▸ **INFORMATION SHOWN**:
++++++++
PR #76, opened 2020-08-28
#109 Remove the UUID requirement / ApplicationID

CamilleLetavernier:
- Remove the clientId to GLSPClient mapping in ClientSessionManager

fixes eclipse-glsp/glsp/issues/109

Signed-off-by: Camille Letavernier <cletavernier@eclipsesource.com>

### DIFF
--- a/plugins/org.eclipse.glsp.server/src/org/eclipse/glsp/server/jsonrpc/DefaultClientSessionManager.java
+++ b/plugins/org.eclipse.glsp.server/src/org/eclipse/glsp/server/jsonrpc/DefaultClientSessionManager.java
@@ -48,7 +48,7 @@ public final class DefaultClientSessionManager implements ClientSessionManager {
    @Override
    public synchronized boolean createClientSession(final GLSPClient client, final String clientId) {
       connectClient(client);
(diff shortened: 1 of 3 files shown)


plugins/org.eclipse.glsp.server/src/org/eclipse/glsp/server/jsonrpc/DefaultClientSessionManager.java
```diff
@@ -51,17 +48,17 @@ public synchronized boolean connectClient(final GLSPClient client) {
    @Override
    public synchronized boolean createClientSession(final GLSPClient client, final String clientId) {
       connectClient(client);
-      boolean success = clientSessions.putIfAbsent(clientId, client) == null;
+      boolean success = clientSessions.computeIfAbsent(client, c -> new HashSet<>()).add(clientId);
```
tortmayr, line 51: If you use computeIfAbsent here, we can omit the connectClient(client) call in line 50

CamilleLetavernier: We still want to notify the session listeners; but we can change the computeIfAbsent with a get()

tortmayr (approved):

PR #1020, opened 2021-08-10
Terraform: http uptime check alert

chaodaiG:


prow/oss/terraform/modules/alerts/main.tf
```diff
@@ -133,3 +133,37 @@ resource "google_monitoring_alert_policy" "heartbeat-job-stale" {
...
+      | condition val() > 1 '1'
+      EOT
+      trigger {
+        count = 1
+      }
+    }
+  }
+
+  documentation {
+    content   = "Host Down"
```
cjwagner, line 163: This is not going to be enough information to address the alert once we have more than one host being monitored. We need to include the URL of the host that is down somehow.

prow/oss/terraform/modules/alerts/main.tf
```diff
@@ -133,3 +133,37 @@ resource "google_monitoring_alert_policy" "heartbeat-job-stale" {
...
+  display_name = "HostDown"
+  combiner     = "OR"
+  conditions {
+    display_name = "Host is unreachable"
+    condition_monitoring_query_language {
+      duration = "120s"
+      query    = <<-EOT
+      fetch uptime_url
+      | metric 'monitoring.googleapis.com/uptime_check/check_passed'
+      | filter (metric.check_id == 'blackbox-exp')
```
cjwagner, line 149: What is this field and where does its value come from? I only see this value in the existing metrics.

prow/oss/terraform/modules/alerts/main.tf
```diff
@@ -133,3 +133,37 @@ resource "google_monitoring_alert_policy" "heartbeat-job-stale" {
...
+      | align next_older(1m)
```
cjwagner, line 150: The choice between `next_older` and `next_younger` doesn't matter here, right? You're just trying to grab a discrete value without actual aggregation?

prow/oss/terraform/main.tf
```diff
@@ -42,4 +42,7 @@ module "alert" {
         "sinker" = {"namespace": "default"}
         "tide" = {"namespace": "default"}
     }
+    blackbox_probers = [
+        "oss-prow.knative.dev"
```
cjwagner, line 46: I see an existing uptime check for `testgrid.k8s.io`, was that manually added for testing?

cjwagner (approved):
/hold
I just have nits

prow/oss/terraform/main.tf
chaodaiG: yep

prow/oss/terraform/modules/alerts/main.tf
chaodaiG: > The choice between `next_older` and `next_younger` doesn't matter here, right? You're just trying to grab a discrete value without actual aggregation?

this was adapted from auto-generated alerts from UI, where we can set an alert from `uptime check` page

prow/oss/terraform/modules/alerts/main.tf
chaodaiG: this was from the experiment, removed

prow/oss/terraform/modules/alerts/main.tf
chaodaiG: Unfortunately this is not available, but I believe that the alert email will tell us more

cjwagner:
LGTM. Ready to `/unhold` this? (`lgtm` is sticky)

PR #1025, opened 2021-08-11
webhook missing alert with terraform

chaodaiG:


prow/oss/terraform/modules/alerts/main.tf
```diff
@@ -141,3 +141,40 @@ resource "google_monitoring_alert_policy" "heartbeat-job-stale" {
...
+      | condition val(0) == 0 && is_business_hour * (1-is_weekend) == 1
+      EOT
+      trigger {
+        count = 1
+      }
+    }
+  }
+
+  documentation {
+    content   = "Webhook missing."
```
cjwagner, line 174: nit: It would be good to mention for how long so that oncall can get a feel for severity.

prow/oss/terraform/modules/alerts/main.tf
```diff
@@ -141,3 +141,40 @@ resource "google_monitoring_alert_policy" "heartbeat-job-stale" {
...
+  conditions {
+    display_name = "webhook-missing"
+
+    condition_monitoring_query_language {
+      duration = "720s"
+      query    = <<-EOT
+      fetch k8s_container
+      | metric 'workload.googleapis.com/prow_webhook_counter'
+      | sum
+      | align delta_gauge()
```
cjwagner, line 159: nit: I don't think this needs to be converted to a gauge, what is the motivation?

cjwagner (approved):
++++++++
▸ **REQUIREMENT**: Every entry that appears above should be duplicated exactly.

▸ **WRITTEN ANSWER**:
PR #76, opened 2020-08-28
#109 Remove the UUID requirement / ApplicationID

CamilleLetavernier:
- Remove the clientId to GLSPClient mapping in ClientSessionManager

fixes eclipse-glsp/glsp/issues/109

Signed-off-by: Camille Letavernier <cletavernier@eclipsesource.com>

### DIFF
--- a/plugins/org.eclipse.glsp.server/src/org/eclipse/glsp/server/jsonrpc/DefaultClientSessionManager.java
+++ b/plugins/org.eclipse.glsp.server/src/org/eclipse/glsp/server/jsonrpc/DefaultClientSessionManager.java
@@ -48,7 +48,7 @@ public final class DefaultClientSessionManager implements ClientSessionManager {
    @Override
    public synchronized boolean createClientSession(final GLSPClient client, final String clientId) {
       connectClient(client);
(diff shortened: 1 of 3 files shown)


plugins/org.eclipse.glsp.server/src/org/eclipse/glsp/server/jsonrpc/DefaultClientSessionManager.java
```diff
@@ -51,17 +48,17 @@ public synchronized boolean connectClient(final GLSPClient client) {
    @Override
    public synchronized boolean createClientSession(final GLSPClient client, final String clientId) {
       connectClient(client);
-      boolean success = clientSessions.putIfAbsent(clientId, client) == null;
+      boolean success = clientSessions.computeIfAbsent(client, c -> new HashSet<>()).add(clientId);
```
tortmayr, line 51: If you use computeIfAbsent here, we can omit the connectClient(client) call in line 50

CamilleLetavernier: We still want to notify the session listeners; but we can change the computeIfAbsent with a get()

tortmayr (approved):

PR #1020, opened 2021-08-10
Terraform: http uptime check alert

chaodaiG:


prow/oss/terraform/modules/alerts/main.tf
```diff
@@ -133,3 +133,37 @@ resource "google_monitoring_alert_policy" "heartbeat-job-stale" {
...
+      | condition val() > 1 '1'
+      EOT
+      trigger {
+        count = 1
+      }
+    }
+  }
+
+  documentation {
+    content   = "Host Down"
```
cjwagner, line 163: This is not going to be enough information to address the alert once we have more than one host being monitored. We need to include the URL of the host that is down somehow.

prow/oss/terraform/modules/alerts/main.tf
```diff
@@ -133,3 +133,37 @@ resource "google_monitoring_alert_policy" "heartbeat-job-stale" {
...
+  display_name = "HostDown"
+  combiner     = "OR"
+  conditions {
+    display_name = "Host is unreachable"
+    condition_monitoring_query_language {
+      duration = "120s"
+      query    = <<-EOT
+      fetch uptime_url
+      | metric 'monitoring.googleapis.com/uptime_check/check_passed'
+      | filter (metric.check_id == 'blackbox-exp')
```
cjwagner, line 149: What is this field and where does its value come from? I only see this value in the existing metrics.

prow/oss/terraform/modules/alerts/main.tf
```diff
@@ -133,3 +133,37 @@ resource "google_monitoring_alert_policy" "heartbeat-job-stale" {
...
+      | align next_older(1m)
```
cjwagner, line 150: The choice between `next_older` and `next_younger` doesn't matter here, right? You're just trying to grab a discrete value without actual aggregation?

prow/oss/terraform/main.tf
```diff
@@ -42,4 +42,7 @@ module "alert" {
         "sinker" = {"namespace": "default"}
         "tide" = {"namespace": "default"}
     }
+    blackbox_probers = [
+        "oss-prow.knative.dev"
```
cjwagner, line 46: I see an existing uptime check for `testgrid.k8s.io`, was that manually added for testing?

cjwagner (approved):
/hold
I just have nits

prow/oss/terraform/main.tf
chaodaiG: yep

prow/oss/terraform/modules/alerts/main.tf
chaodaiG: > The choice between `next_older` and `next_younger` doesn't matter here, right? You're just trying to grab a discrete value without actual aggregation?

this was adapted from auto-generated alerts from UI, where we can set an alert from `uptime check` page

prow/oss/terraform/modules/alerts/main.tf
chaodaiG: this was from the experiment, removed

prow/oss/terraform/modules/alerts/main.tf
chaodaiG: Unfortunately this is not available, but I believe that the alert email will tell us more

cjwagner:
LGTM. Ready to `/unhold` this? (`lgtm` is sticky)

PR #1025, opened 2021-08-11
webhook missing alert with terraform

chaodaiG:


prow/oss/terraform/modules/alerts/main.tf
```diff
@@ -141,3 +141,40 @@ resource "google_monitoring_alert_policy" "heartbeat-job-stale" {
...
+      | condition val(0) == 0 && is_business_hour * (1-is_weekend) == 1
+      EOT
+      trigger {
+        count = 1
+      }
+    }
+  }
+
+  documentation {
+    content   = "Webhook missing."
```
cjwagner, line 174: nit: It would be good to mention for how long so that oncall can get a feel for severity.

prow/oss/terraform/modules/alerts/main.tf
```diff
@@ -141,3 +141,40 @@ resource "google_monitoring_alert_policy" "heartbeat-job-stale" {
...
+  conditions {
+    display_name = "webhook-missing"
+
+    condition_monitoring_query_language {
+      duration = "720s"
+      query    = <<-EOT
+      fetch k8s_container
+      | metric 'workload.googleapis.com/prow_webhook_counter'
+      | sum
+      | align delta_gauge()
```
cjwagner, line 159: nit: I don't think this needs to be converted to a gauge, what is the motivation?

cjwagner (approved):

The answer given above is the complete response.